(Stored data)
────────

PR #6083, opened 2021-12-22
fix(skilavottord): added check on vehicle before recycling

qdd1:
# ...

## What

## Why

## Screenshots / Gifs

## Checklist:


apps/skilavottord/ws/src/app/modules/recyclingRequest/recyclingRequest.resolver.ts
```diff
@@ -4,8 +4,9 @@ import { Query, Resolver, Args, Mutation } from '@nestjs/graphql'
 import type { Logger } from '@island.is/logging'
 import { LOGGER_PROVIDER } from '@island.is/logging'
 
-import { Authorize, Role } from '../auth'
+import { Authorize, Role, CurrentUser } from '../auth'
 import { VehicleModel } from '../vehicle'
+import type { User } from '../auth'
```
darrikonn, line 9: it's a class, not a type.

apps/skilavottord/ws/src/app/modules/recyclingRequest/recyclingRequest.resolver.ts
```diff
@@ -33,7 +34,6 @@ export class RecyclingRequestResolver {
     return res
   }
 
-  @Authorize({ roles: [Role.developer, Role.recyclingFund] })
```
darrikonn, line 36: This would expose every single recycling requests regardless of if a user should be able to view it or not.

Would rather create a new query that exposes a single `RecyclingRequestModel` and verifies that the user owns the car.

darrikonn (changes requested):
MIssing same checks for `createSkilaVottorVehicle(Owner?)`

apps/skilavottord/ws/src/app/modules/recyclingRequest/recyclingRequest.resolver.ts
qdd1: Finished to implement a new query (in resolver and service, not frontend ). But I'm wondering if we should put a check on old query: whether user owns the vehicle, return only last recyclingRequest, else return all. If we do this way, we could skip new query and we dont have to change codes in frontend.  @darrikonn what do you think?

darrikonn: Makes more sense to have another query IMO

apps/skilavottord/ws/src/app/modules/recyclingRequest/recyclingRequest.resolver.ts
```diff
@@ -64,13 +82,15 @@ export class RecyclingRequestResolver {
...
   async createSkilavottordRecyclingRequest(
+    @CurrentUser() user: User,
     @Args({ name: 'requestType', type: () => RecyclingRequestTypes })
     requestType: RecyclingRequestTypes,
     @Args('permno') permno: string,
     @Args('nameOfRequestor', { nullable: true }) name: string,
     @Args('partnerId', { nullable: true }) partnerId: string,
   ): Promise<typeof RecyclingRequestResponse> {
     return this.recyclingRequestService.createRecyclingRequest(
+      user,
```
darrikonn, line 93: This solution isn't very intuitive... same checks are being done everywhere.

```typescript
const vehicle = await this.recyclingRequestService.getUsersVehicle(permno, user.nationalId)

if (!vehicle) {
  throw new NotFoundError(`Vehicle does not exist`) // or BadRequest ... or Forbidden
}

return this.recyclingRequestService.createRecyclingRequest(
  vehicle,
  requestType,
  name,
  user.partnerId
)
```


^ btw. here's another breaking issue ... this mutation shouldn't allow `partnerId` as an argument (needs to be removed) ... this would allow anyone to set any partner id.

Same with the name ... this is the user's name. Remove that one as well.



In addition ... doesn't this need check on the `requestType` ... should a citizen be able to set any requestType?

apps/skilavottord/ws/src/app/modules/recyclingRequest/recyclingRequest.resolver.ts
```diff
@@ -33,7 +33,25 @@ export class RecyclingRequestResolver {
     return res
   }
 
-  @Authorize({ roles: [Role.developer, Role.recyclingFund] })
+  @Query(() => [RecyclingRequestModel])
+  async skilavottordUserRecyclingRequest(
+    @CurrentUser() user: User,
+    @Args('permno') perm: string,
+  ): Promise<RecyclingRequestModel[]> {
+    const res = await this.recyclingRequestService.findRecyclingRequestWithPermno(
```
darrikonn, line 41: Why the logging?


The name `findRecyclingRequestWithPermno` doesn't imply that this is for a single user.

apps/skilavottord/ws/src/app/modules/recyclingRequest/recyclingRequest.service.ts
```diff
@@ -110,6 +120,31 @@ export class RecyclingRequestService {
...
   }
 
+  async findRecyclingRequestWithPermno(
+    permno: string,
+    user: User,
+  ): Promise<RecyclingRequestModel[]> {
+    this.logger.info(
+      `---- Starting findRecyclingRequestWithPermno for ${permno} ----`,
+    )
+    const carList = await this.samgongustofaService.getVehicleInformation(
```
darrikonn, line 130: `getVehicleInformation` implies that it needs permno to read it ... but this is actually `getUsersVehicles`

apps/skilavottord/ws/src/app/modules/recyclingRequest/recyclingRequest.service.ts
```diff
@@ -110,6 +120,31 @@ export class RecyclingRequestService {
...
+      user.nationalId,
+    )
+    if (
+      carList.find((car) => car.isRecyclable && car.permno === permno) ||
+      [Role.recyclingCompany, Role.developer].includes(user.role)
```
darrikonn, line 135: Would like to see this split for readability:
```typescript
const car = carList.find((car) => car.isRecyclable && car.permno === permno)
const hasPermission = [Role.recyclingCompany, Role.developer].includes(user.role)

if (...)
```

But scrap that... the permno should be handled by the `samgongustofaService` .. and the role checks should be handled by the resolver.

apps/skilavottord/ws/src/app/modules/recyclingRequest/recyclingRequest.service.ts
```diff
@@ -268,16 +305,20 @@ export class RecyclingRequestService {
...
       // 3. Then deregistered the vehicle from Samgongustofa
       // 4. Set requestType to 'deregistered'
       // 5. Then call fjarsysla for payment
       // 6. Set requestType to 'paymentInitiated'
       // If we encounter error then update requestType to 'paymentFailed'
       // If we encounter error with 'partnerId' then there is no request saved
-      if (requestType == 'deregistered') {
-        // 1. Check 'pendingRecycle' requestType
+      if (
+        requestType == 'deregistered' &&
```
darrikonn, line 318: `===`

apps/skilavottord/ws/src/app/modules/recyclingRequest/recyclingRequest.service.ts
```diff
@@ -429,6 +470,19 @@ export class RecyclingRequestService {
       }
       // requestType: 'pendingRecycle' or 'cancelled'
       else {
+        // Check if user has the vehicle
+        const carList = await this.samgongustofaService.getVehicleInformation(
+          user.nationalId,
+        )
+        if (!carList.find((car) => car.isRecyclable && car.permno === permno)) {
```
darrikonn, line 477: Abstract this.

apps/skilavottord/ws/src/app/modules/vehicle/vehicle.service.ts
```diff
@@ -63,11 +72,24 @@ export class VehicleService {
...
         `starting creating vehicle with vehicle id - ${vehicle.vehicleId}...`,
       )
+
+      const carList = await this.samgongustofaService.getVehicleInformation(
+        user.nationalId,
+      )
+      if (
+        !(
+          carList.find(
+            (car) => car.isRecyclable && car.permno === vehicle.vehicleId,
```
darrikonn, line 87: Same check again.

Needs better abstraction.

darrikonn (changes requested):

apps/skilavottord/ws/src/app/modules/recyclingRequest/recyclingRequest.service.ts
```diff
@@ -110,6 +120,31 @@ export class RecyclingRequestService {
...
+      carList.find((car) => car.isRecyclable && car.permno === permno) ||
+      [Role.recyclingCompany, Role.developer].includes(user.role)
+    ) {
+      const res = this.findAllWithPermno(permno)
+      return [res[0]]
+    }
+    this.logger.error(
+      `User doesn't have right to fetch the vehicle's information`,
+    )
+    throw new UnauthorizedException(
```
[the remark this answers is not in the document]
qdd1: used BadRequestException

apps/skilavottord/ws/src/app/modules/accessControl/accessControl.resolver.ts
```diff
@@ -26,6 +26,14 @@ export class AccessControlResolver {
     }
   }
 
+  private verifyRecyclingCompanyInput(
+    input: CreateAccessControlInput | UpdateAccessControlInput,
+  ) {
+    if (input.role === Role.recyclingCompany && !input.partnerId) {
+      throw new BadRequestException()
```
darrikonn, line 33: Missing message

apps/skilavottord/ws/src/app/modules/auth/user.model.ts
```diff
@@ -19,4 +19,7 @@ export class User {
 
   @Field(() => Role)
   role!: Role
+
+  @Field({ nullable: true })
```
darrikonn, line 23: Let's remove the field ... but keep the property. Don't need to expose this to GraphQL

apps/skilavottord/ws/src/app/modules/recyclingRequest/recyclingRequest.resolver.ts
```diff
@@ -1,17 +1,18 @@
...
-import { Authorize, Role } from '../auth'
+import { Authorize, Role, CurrentUser, User } from '../auth'
 import { VehicleModel } from '../vehicle'
 import {
   RecyclingRequestModel,
   RecyclingRequestTypes,
   RecyclingRequestResponse,
 } from './recyclingRequest.model'
 import { RecyclingRequestService } from './recyclingRequest.service'
+import { SamgongustofaService } from '../samgongustofa/samgongustofa.service'
```
darrikonn, line 15: Don't dig into the modules for imports ... index.ts is the `api` of the module and things should only be imported from there.
Keep the imports clean and move it upwards below `../vehicle`

darrikonn: `*.module` are the only exceptions.

apps/skilavottord/ws/src/app/modules/recyclingRequest/recyclingRequest.resolver.ts
```diff
@@ -20,29 +21,65 @@ export class RecyclingRequestResolver {
...
   ): Promise<RecyclingRequestModel[]> {
-    const res = await this.recyclingRequestService.findAllWithPermno(perm)
+    const vehicle = await this.samgongustofaService.getUserVehicle(
+      user.nationalId,
+      perm,
+    )
+    const hasPermission = [Role.recyclingCompany, Role.developer].includes(
+      user.role,
+    )
+    if (!vehicle || hasPermission) {
```
darrikonn, line 51: wrong check ... `if (!vehicle || !hasPermission) {}`

apps/skilavottord/ws/src/app/modules/recyclingRequest/recyclingRequest.resolver.ts
```diff
@@ -20,29 +21,65 @@ export class RecyclingRequestResolver {
...
+      this.logger.error(
+        `User does not have permission to call skilavottordUserRecyclingRequest action`,
+      )
+      throw new NotFoundException()
```
darrikonn, line 55: missing message

apps/skilavottord/ws/src/app/modules/recyclingRequest/recyclingRequest.resolver.ts
```diff
@@ -20,29 +21,65 @@ export class RecyclingRequestResolver {
...
+    )
+    this.logger.info(
+      'skilavottordUserRecyclingRequest responce:' +
+        JSON.stringify(userLastRecyclingRequest, null, 2),
+    )
+    return userLastRecyclingRequest
+  }
+
+  @Authorize({
+    roles: [Role.developer, Role.recyclingCompany, Role.recyclingCompany],
```
darrikonn, line 69: recyclingCompany 2x ... is this supposed to be recyclingFund?

apps/skilavottord/ws/src/app/modules/recyclingRequest/recyclingRequest.resolver.ts
```diff
@@ -64,17 +101,15 @@ export class RecyclingRequestResolver {
 
   @Mutation(() => RecyclingRequestResponse)
   async createSkilavottordRecyclingRequest(
+    @CurrentUser() user: User,
     @Args({ name: 'requestType', type: () => RecyclingRequestTypes })
     requestType: RecyclingRequestTypes,
```
darrikonn, line 106: Missing check for this ... should citizen be able to set any kind of recyclingRequestType?

apps/skilavottord/ws/src/app/modules/recyclingRequest/recyclingRequest.service.ts
```diff
@@ -1,13 +1,23 @@
...
 import format from 'date-fns/format'
 
 import type { Logger } from '@island.is/logging'
 import { LOGGER_PROVIDER } from '@island.is/logging'
 
+import { Role, User } from '../auth'
 import { environment } from '../../../environments'
 import { FjarsyslaService } from '../fjarsysla'
 import { RecyclingPartnerService } from '../recyclingPartner'
+import { SamgongustofaService } from '../samgongustofa/samgongustofa.service'
```
darrikonn, line 19: ditto .... samgongustofa is already imported below ... keep it clean :)

apps/skilavottord/ws/src/app/modules/recyclingRequest/recyclingRequest.service.ts
darrikonn: not resolved.

apps/skilavottord/ws/src/app/modules/recyclingRequest/recyclingRequest.service.ts
```diff
@@ -429,6 +462,30 @@ export class RecyclingRequestService {
...
       // requestType: 'pendingRecycle' or 'cancelled'
       else {
+        if (
+          !(requestType === 'pendingRecycle' || requestType === 'cancelled')
+        ) {
+          this.logger.error(
+            `User could not use this requestType: ${requestType}`,
+          )
+          throw new BadRequestException(
+            `User doesn't have right call this action`,
```
darrikonn, line 472: This should be handled in the resolver.

apps/skilavottord/ws/src/app/modules/recyclingRequest/recyclingRequest.service.ts
```diff
@@ -429,6 +462,30 @@ export class RecyclingRequestService {
...
+          )
+        }
+        // Check if user has the vehicle
+        const vehicle = await this.samgongustofaService.getUserVehicle(
+          user.nationalId,
+          permno,
+        )
+        if (!vehicle) {
```
darrikonn, line 480: vehicle should be passed in as arg

darrikonn: already fetched in resolver.

apps/skilavottord/ws/src/app/modules/vehicle/vehicle.resolver.ts
```diff
@@ -54,6 +61,17 @@ export class VehicleResolver {
     @Args('newRegDate') newReg: Date,
     @Args('vinNumber') vin: string,
   ) {
+    const vehicle = await this.samgongustofaService.getUserVehicle(
+      user.nationalId,
+      permno,
+    )
+    if (!(vehicle || Role.developer === user.role)) {
```
darrikonn, line 68: Why `Role.developer === user.role`?

apps/skilavottord/ws/src/app/modules/vehicle/vehicle.resolver.ts
```diff
@@ -54,6 +61,17 @@ export class VehicleResolver {
...
+      this.logger.error(
+        `User does not have right to call createSkilavottordVehicle action`,
+      )
+      throw new NotFoundException()
```
darrikonn, line 72: Missing message

darrikonn (changes requested):

apps/skilavottord/ws/src/app/modules/vehicle/vehicle.resolver.ts
```diff
@@ -16,51 +18,68 @@ export class VehicleResolver {
...
+      throw new NotFoundException(`User does not have this vehicle`)
+    }
+
     const newVehicle = new VehicleModel()
-    newVehicle.vinNumber = vin
-    newVehicle.newregDate = newReg
-    newVehicle.vehicleColor = color
-    newVehicle.vehicleType = type
+    newVehicle.vinNumber = vehicle.vinNumber
+    newVehicle.newregDate = parse(
```
darrikonn, line 74: hmmm ... I think we rather want to save this as a Date in the database ... if we want to parse it for readability, then let's do so in the front-end.

darrikonn (changes requested):
Nice work ... minor comment.

apps/skilavottord/ws/src/app/modules/vehicle/vehicle.resolver.ts
qdd1: We are saving it as a Date but vehicle.firstRegDate is string. That's why we have to parse it here

apps/skilavottord/web/auth/utils.ts
```diff
@@ -16,9 +16,20 @@ export const hasPermission = (page: Page, role: Role) => {
...
+    ],
     citizen: ['myCars', 'recycleVehicle'],
-    recyclingFund: ['recycledVehicles', 'recyclingCompanies', 'accessControl'],
+    recyclingFund: [
+      'recycledVehicles',
+      'recyclingCompanies',
+      'accessControl',
+      'myCars',
+      'recycleVehicle',
+    ],
```
darrikonn, line 32: not used?

apps/skilavottord/ws/src/app/modules/vehicle/vehicle.resolver.ts
darrikonn: aaah I see 👍

darrikonn (approved):
Nice work!

You added some permissions there in `apps/skilavottord/web/auth/utils.ts` that aren't used.
That should be reverted ... but otherwise approving.

essgje (approved):
lftm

────────

* Exercise directions:
The expected result is every line above containing the string "imported".

* Response area:
darrikonn, line 15: Don't dig into the modules for imports ... index.ts is the `api` of the module and things should only be imported from there.
darrikonn, line 19: ditto .... samgongustofa is already imported below ... keep it clean :)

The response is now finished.